Exercise details: Examine the material below. Gather every line in which the string "newtype" appears.

───── Extracted material

Issue #409, opened 2024-02-19
Use vectors for registers


Timmmm:
As far as I can see there's no reason to have this:

```
register x1  : regtype
register x2  : regtype
register x3  : regtype
register x4  : regtype
register x5  : regtype
register x6  : regtype
...
```

Instead of

```
register xrf : vec(regtype, 32)
```

This is done for all the X, F and V registers.

Alasdair:
In the concurrency model, `x1` .. `xN` are separate registers for intra-instruction dependencies (so instructions modifying different registers can be re-ordered), whereas `xrf : vector(...)` would be a single register.

jrtc27:
Hm, that seems less than ideal. Should the concurrency model not differentiate between vector-of-registers and register-of-vectors?

Alasdair:
The concurrency model does differentiate between vector-of-registers and register-of-vectors, I think that's the issue here.

The issue with tracking dependencies at a sub-register granularity is we'd lose the ability to statically determine an instruction footprint (at least in an easy way). It also just seems like the easier thing to say that a single sail `register` represents the unit of atomicity for dependency tracking. Anything smaller we'd have to pick some point between that and tracking dependencies at the level of individual bits which would be impractical.

jrtc27:
Oh sorry, I glanced and saw `vector(regtype, ...)` and interpreted that as vector-of-register, but that's not true, it's `register ... : vector(regtype, ...)` so the whole thing is the register. My bad for not fully reading the original issue.

PR #646, opened 2024-12-17
Support for the E base architecture

nwf:
Allow configuring `regidx` to be 4 bits instead of 5, so only 16 `x` registers are supported. Instruction encodings to access `x16` - `x31` are reserved and will cause an illegal instruction exception if `E` is enabled.

### DIFF
--- a/model/riscv_regs.sail
+++ b/model/riscv_regs.sail
@@ -11,6 +11,15 @@
 register PC       : xlenbits
 register nextPC   : xlenbits
 
+/* Mappings for encoding */
+
+mapping encdec_reg : regidx <-> bits(5) = {
+  forwards Regidx(r) => zero_extend(r),
+  backwards r if not(base_E_enabled) | r[4] == bitzero => Regidx(r[regidx_bit_width - 1 .. 0]),
+}
+
+mapping encdec_creg : cregidx <-> bits(3) = { Cregidx(r) <-> r }
+
 /* mappings for assembly */
 
 mapping reg_abi_name_raw : bits(5) <-> string = {
@@ -84,9 +93,11 @@ mapping reg_arch_name_raw : bits(5) <-> string = {
     0b11111 <-> "x31",
 }
 
+// Mapping from 4/5 back to 5 bits here makes the name mapping much easier.
+// If you call `reg_name("t6")` on an E hart you'll get a mapping failure.
 mapping reg_name : regidx <-> string = {
-  Regidx(i) if get_config_use_abi_names()      <-> reg_abi_name_raw(i),
-  Regidx(i) if not(get_config_use_abi_names()) <-> reg_arch_name_raw(i),
+  encdec_reg(i) if get_config_use_abi_names()      <-> reg_abi_name_raw(i),
+  encdec_reg(i) if not(get_config_use_abi_names()) <-> reg_arch_name_raw(i),
 }
 
 // Special mapping for the sp register for use in assembly for sp-relative
@@ -96,7 +107,7 @@ mapping sp_reg_name : unit <-> string = {
   () if not(get_config_use_abi_names()) <-> "x2",
 }
 
-mapping creg_name : cregidx <-> string = { Cregidx(i) <-> reg_name(Regidx(0b01 @ i)) }
+mapping creg_name : cregidx <-> string = { Cregidx(i) <-> reg_name(encdec_reg(0b01 @ i)) }
 
 function xreg_write_callback(reg : regidx, value : xlenbits) -> unit = {
   let name = reg_name(reg);
@@ -236,10 +247,3 @@ function wX_pair_bits(i : regidx, data : bits(xlen * 2)) -> unit =
   }
 
 overload X_pair = {rX_pair_bits, wX_pair_bits}
-
-
-/* Mappings for encoding */
-
-mapping encdec_reg : regidx <-> bits(5) = { Regidx(r) <-> r }
-
-mapping encdec_creg : cregidx <-> bits(3) = { Cregidx(r) <-> r }
--- a/model/riscv_sys_control.sail
+++ b/model/riscv_sys_control.sail
@@ -275,11 +275,14 @@ function reset_misa() -> unit = {
   misa[A]   = bool_to_bits(hartSupports(Ext_A));   /* atomics */
   misa[C]   = bool_to_bits(hartSupports(Ext_C));   /* RVC */
   misa[B]   = bool_to_bits(hartSupports(Ext_B));   /* Bit-manipulation */
-  misa[I]   = 0b1;                                 /* base integer ISA */
   misa[M]   = bool_to_bits(hartSupports(Ext_M));   /* integer multiply/divide */
   misa[U]   = bool_to_bits(hartSupports(Ext_U));   /* user-mode */
   misa[S]   = bool_to_bits(hartSupports(Ext_S));   /* supervisor-mode */
   misa[V]   = bool_to_bits(hartSupports(Ext_V));   /* vector extension */
+
+  // Base integer ISA (disabled if we only support the 16-register E base).
+  misa[E] = bool_to_bits(base_E_enabled);
+  misa[I] = ~(misa[E]);
 
   if   hartSupports(Ext_F) & hartSupports(Ext_Zfinx)
   then internal_error(__FILE__, __LINE__, "F and Zfinx cannot both be enabled!");
--- a/model/riscv_types.sail
+++ b/model/riscv_types.sail
@@ -17,28 +17,37 @@ type instbits = bits(32)
 type pagesize_bits : Int = 12
 let  pagesize_bits = sizeof(pagesize_bits)
 
+// RV32E and RV64E Base Integer Instruction Sets. If this enabled then
+// the model will only support E (16 integer registers). It is allowed
+// to have a design where `misa[I]` is writable to turn E on and off,
+// but this model does not support that.
+type base_E_enabled : Bool = config base.E
+let base_E_enabled = constraint(base_E_enabled)
+
 /* register identifiers */
 
-newtype regidx = Regidx : bits(5)  /* uncompressed register identifiers */
+type regidx_bit_width = if base_E_enabled then 4 else 5
+let regidx_bit_width = sizeof(regidx_bit_width)
+
+newtype regidx = Regidx : bits(regidx_bit_width)  /* uncompressed register identifiers */
 newtype cregidx = Cregidx : bits(3) /* identifiers in RVC instructions */
 type csreg = bits(12)  /* CSR addressing */
 
-function regidx_offset(Regidx(r) : regidx, o : bits(5)) -> regidx = Regidx(r + o)
+function regidx_offset(Regidx(r) : regidx, o : bits(regidx_bit_width)) -> regidx = Regidx(r + o)
 function regidx_offset_range(Regidx(r) : regidx, o : range(0, 31)) -> regidx = Regidx(r + o)
-function regidx_bits(Regidx(b) : regidx) -> bits(5) = b
+function regidx_bits(Regidx(b) : regidx) -> bits(regidx_bit_width) = b
 overload operator + = { regidx_offset, regidx_offset_range }
 /* register file indexing */
 
-newtype regno = Regno : range(0, 31)
+newtype regno = Regno : range(0, 2 ^ regidx_bit_width - 1)
 
 /* mapping RVC register indices into normal indices */
-val creg2reg_idx : cregidx -> regidx
-function creg2reg_idx(Cregidx(i)) = Regidx(0b01 @ i)
+function creg2reg_idx(Cregidx(i) : cregidx) -> regidx = Regidx(zero_extend(0b1 @ i))
 
 /* some architecture and ABI relevant register identifiers */
-let zreg : regidx = Regidx(0b00000) /* x0, zero register  */
-let ra   : regidx = Regidx(0b00001) /* x1, return address */
-let sp   : regidx = Regidx(0b00010) /* x2, stack pointer  */
+let zreg : regidx = Regidx(zero_extend(0b00)) /* x0, zero register  */
+let ra   : regidx = Regidx(zero_extend(0b01)) /* x1, return address */
+let sp   : regidx = Regidx(zero_extend(0b10)) /* x2, stack pointer  */
 
 /* base architecture definitions */
 
--- a/README.md
+++ b/README.md
@@ -72,6 +72,7 @@ For booting operating system images, see the information under the
 ### The Sail specification currently captures the following ISA extensions and features:
 
 - RV32I and RV64I base ISAs, v2.1
+- RV32E and RV64E base ISAs, v2.0
 - Zifencei extension for instruction-fetch fence, v2.0
 - Zicsr extension for CSR instructions, v2.0
 - Zicntr and Zihpm extensions for counters, v2.0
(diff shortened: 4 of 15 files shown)


Timmmm:
It would be really nice to have this as an "initialisation time" option rather than yet another compile time option. I think @Alasdair 's new config system will take care of `regidx`. For the other stuff in `riscv_regs_e.sail` can you keep a single `riscv_regs.sail` and use runtime checks and add an `extensionEnabled(Ext_E)`? E.g.

```

function rX (regno(r) : regno) -> xlenbits = {
  let v : regtype =
    match r {
      0 => zero_reg,
      1 => x1,
      2 => x2,
      3 => x3,
      4 => x4,
      5 => x5,
      6 => x6,
      7 => x7,
      8 => x8,
      9 => x9,
      10 => x10,
      11 => x11,
      12 => x12,
      13 => x13,
      14 => x14,
      15 => x15,
      16 if not(extensionEnabled(Ext_E)) => x16,
      17 if not(extensionEnabled(Ext_E)) => x17,
...
      _  => {assert(false, "invalid register number"); zero_reg}
    };
  regval_from_reg(v)
}
```

I think there's no harm having `x16` etc still existing, even if E is enabled.

Timmmm:
That also makes it easier to support runtime enabling/disabling of E, by writing `misa.I`.

Timmmm:
Although... if we do support that then you can't change the `regidx` type. Hmm.

Alasdair:
We could have a split between a compile-time only E build where regidx is 4 bits and a runtime E mode where it just restricts the set of available GPRs. The specification does specifically mention that E can be enabled and disabled by writing misa[I] so we do need to support the second option.

nwf:
Certainly the compile-time E-only option is a more attractive base for CHERIoT, and I could imagine utility for a compile-time I-only option (as in this PR), but maybe that's less useful. I think SWIM gets to do the dynamic E/I case, but I would love to see it done and hopefully this PR is at least not a terrible place to start.

Timmmm:
Is there any point having the compile-time version if we support the runtime version though and make `misa[I]` read only?

I guess it helps with the formal and SV backends?

> I think SWIM gets to do the dynamic E/I case

What's SWIM?

Alasdair:
I think we should get this in when it gets rebased. My only nitpick is I think constructors should probably be capitalised so `newtype regno = Regno : ...`.

jordancarlin:
Now that #617 and #645 are merged, this would be good to rebase and revisit.

nwf:
Here (1c9dcbb2) is a rebased spin that duplicates a lot less code by making the (x) register file a sail `register` of type `vector('n, regtype)` (for fixed `'n`) rather than many separate `register`s of type `regtype`.

I don't _quite_ think that this can all be keyed off of a single `config` type-level value, but this version is surely _closer_ and I'm happy to be wrong about the remaining gap.

jordancarlin:
See #409

Alasdair:
What you can have is a vector of references to registers, like:
```
register X0 : bits(32)
register X1 : bits(32)

let xregs : vector(2, register(bits(32))) = [ref X1; ref X0]
```
Then assign like:
```
*xregs[0] = <some value>
```

nwf:
That's quite nice -- I hadn't known that `sail` had `ref` types at all -- and allows for some commoning up, but it still requires the raft of `register` declarations... but maybe that can live in the common `_regs.sail` along with the accessor functions and the arrays of references can live in the `_regs_[ie].sail`?  Will ponder.

Separately, are there likely to be simulation slowdowns from using the array of refs to access the register state, or can/will the distinction be compiled away given that the array is constant?

Doubly-separately, I had to rewrite `match r { 0 => (), r => ... }` as `if r == 0 then () else ...`, as the latter form seems to do liquid type propagation (if `r` initially had type `range(0,15)`, it has type `range(1,15)` in the `else` branch) but the former does not?

Alasdair:
At least in Sail to C, it shouldn't cause any significant slowdown.

I guess you had to do that if-then-else to handle the zero register case? Would something like:
```
if r == 0 then {
  <zero register case>
} else match r {
  1 => ...
  2 => ...
}
```
work? match won't infer constraints from previous conditions, as it's not the case that everything match does can be simplified down to a boolean constraint the type system would handle.

Timmmm:
A whole feature of Sail I didn't know exists! I actually thought it was free of reference types intentionally. Maybe worth documenting? Although we seem to have managed without it without any problems so far...

Alasdair:
You can only create references to registers, so it's very restricted. You could do the same thing with an enumeration of register names and some helper functions so it isn't adding much semantically just a bit of occasional convenience.

In Isla there are a few functions taking `register('a)` which is useful for passing a register name to an external function, which is used to tweak the dependency analysis for the axiomatic memory model.

model/CMakeLists.txt
```diff
@@ -143,6 +143,7 @@ foreach (xlen IN ITEMS 32 64)
                 "riscv_reg_type.sail"
                 "riscv_freg_type.sail"
                 "riscv_regs.sail"
+                "riscv_regs_i.sail"
```
arichardson, line 146: Could add something like 
`option(RVE "Build for RV32E/RV64E as the base isa instead of RV32I/RV64I" OFF)`
```suggestion
                "riscv_regs_$<IF:$<BOOL:RVE>,e,i>.sail"
```
Untested, not sure if the `$<BOOL:` is needed.

nwf: AFAICT, the `$<BOOL:` is necessary, and the full form is `$<IF:$<BOOL:${RVE}>,e,i>`.  (And people used to give Perl a hard time for being line noise... yeesh.)

nwf:
OK, here's a spin with the registers back to being registers and not a vector thereof (thanks @jordancarlin!), but they're still exposed to the core of the model via an array of references (thanks @Alasdair!) to cut down on duplication.  I've also folded in @arichardson's `cmake` suggestion (thanks!) and have
- built both `I` and `E` versions locally
- tested that I haven't broken `I` (that is, `ctest` passes its 392 test cases)

model/riscv_regs.sail
```diff
@@ -16,75 +16,16 @@ register instbits : xlenbits
...
-      25 => x25,
-      26 => x26,
-      27 => x27,
-      28 => x28,
-      29 => x29,
-      30 => x30,
-      31 => x31,
-      _  => {assert(false, "invalid register number"); zero_reg}
-    };
+  let v : regtype = if r == 0 then zero_reg else __deref(xreg_by_index(r));
```
pmundkur, line 28: @Alasdair Would it be possible to have a less forbidding name for `__deref` in the Sail library?  It seems useful for non Sail-internal uses.

pmundkur (approved):
This is neat!

pmundkur:
@nwf  Should 'DNM' be removed from the title of this PR?

nwf:
It almost surely still needs review and work, but I suppose it's moved from "a quick sketch" to "maybe this is something we might consider merging", so sure.

pmundkur:
Is there any reason not to merge this?  There's the nit about `__deref` but that could be fixed in the next Sail release?
cc @Alasdair @Timmmm @jordancarlin @arichardson

model/riscv_regs.sail
jrtc27: Is there a reason why it's `*ref = v` but `let v = __deref(ref)`? Would `*` for both not be more natural (just as you can do `X(rd) = v` and `let v = X(rs1)` today)?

──────────

Problem solution:
-newtype regidx = Regidx : bits(5)  /* uncompressed register identifiers */
+newtype regidx = Regidx : bits(regidx_bit_width)  /* uncompressed register identifiers */
 newtype cregidx = Cregidx : bits(3) /* identifiers in RVC instructions */
-newtype regno = Regno : range(0, 31)
+newtype regno = Regno : range(0, 2 ^ regidx_bit_width - 1)
I think we should get this in when it gets rebased. My only nitpick is I think constructors should probably be capitalised so `newtype regno = Regno : ...`.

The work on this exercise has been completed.